[Data extracted from a collection]
PR #3384, opened 2017-10-25
Remove redundant conversion of settings to array

nerush:
Taking into account that `settings` is of type `Array[String]`, there is no need to convert `settings` to array.

### DIFF
--- a/compiler/src/dotty/tools/repl/ReplDriver.scala
+++ b/compiler/src/dotty/tools/repl/ReplDriver.scala
@@ -89,7 +89,7 @@ class ReplDriver(settings: Array[String],
   /** Create a fresh and initialized context with IDE mode enabled */
   private[this] def initialCtx = {
     val rootCtx = initCtx.fresh.addMode(Mode.ReadPositions).addMode(Mode.Interactive)
-    val ictx = setup(settings.toArray, rootCtx)._2.fresh
+    val ictx = setup(settings, rootCtx)._2.fresh
     ictx.base.initialize()(ictx)
     ictx
   }


compiler/src/dotty/tools/repl/ReplDriver.scala
```diff
@@ -89,7 +89,7 @@ class ReplDriver(settings: Array[String],
   /** Create a fresh and initialized context with IDE mode enabled */
   private[this] def initialCtx = {
     val rootCtx = initCtx.fresh.addMode(Mode.ReadPositions).addMode(Mode.Interactive)
-    val ictx = setup(settings.toArray, rootCtx)._2.fresh
+    val ictx = setup(settings, rootCtx)._2.fresh
```
nicolasstucki: This was probably intended, as it creates a new `Array` making sure that it cannot be modified from outside the `ReplDriver`.

allanrenucci: `toArray` does not create a new Array:
```scala
scala> val foo = Array(1 , 2)
foo: Array[Int] = Array(1, 2)

scala> foo eq foo.toArray
res0: Boolean = true
```

allanrenucci: @felixmulder Did you intend to make a copy?

felixmulder: Nope, I think this is a remnant from when the `ReplDriver` didn't take an array.

nerush: Great. 
Btw, I have just signed the CLA.

nerush: I have checked the classes involved  in processing `settings` and have not found any mutation of the array, only conversion to list in `CompilerCommand`. Shall I defend the array from potential yet no existing side-effects by making a copy ? Seems like premature optimisation to me, but you decide :)

PR #3386, opened 2017-10-25
Fix #3352: Avoid widening method TermRefs in compatibility checks

### LINKED ISSUE #3352: Bad interaction between overloading, default arguments and implicit search

odersky:
When normalizing for a compatibility check we should keep a method reference
instead of its widened method type as long as possible. This is because only
method references know about default arguments, once we widen to a method type
default arguments are no longer taken into account.

Supersedes #3357, from which it takes the essential solution idea.

### DIFF
--- a/compiler/src/dotty/tools/dotc/typer/ProtoTypes.scala
+++ b/compiler/src/dotty/tools/dotc/typer/ProtoTypes.scala
@@ -101,7 +101,9 @@ object ProtoTypes {
         val mbr = if (privateOK) tp1.member(name) else tp1.nonPrivateMember(name)
         def qualifies(m: SingleDenotation) =
           memberProto.isRef(defn.UnitClass) ||
-          compat.normalizedCompatible(m.info, memberProto)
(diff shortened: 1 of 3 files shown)


odersky:
> LGTM, except that the added test is incorrect.

Ah yes, missed this one by a digit.

PR #3391, opened 2017-10-26
Backend upgrade with StringBuilder and string concatenation optimizations

nicolasstucki:


nicolasstucki:
test performance please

**TO DO:** Gather each line from the entries above that includes the word "allanrenucci".

**RESPONSE BOX:**
allanrenucci: `toArray` does not create a new Array:
allanrenucci: @felixmulder Did you intend to make a copy?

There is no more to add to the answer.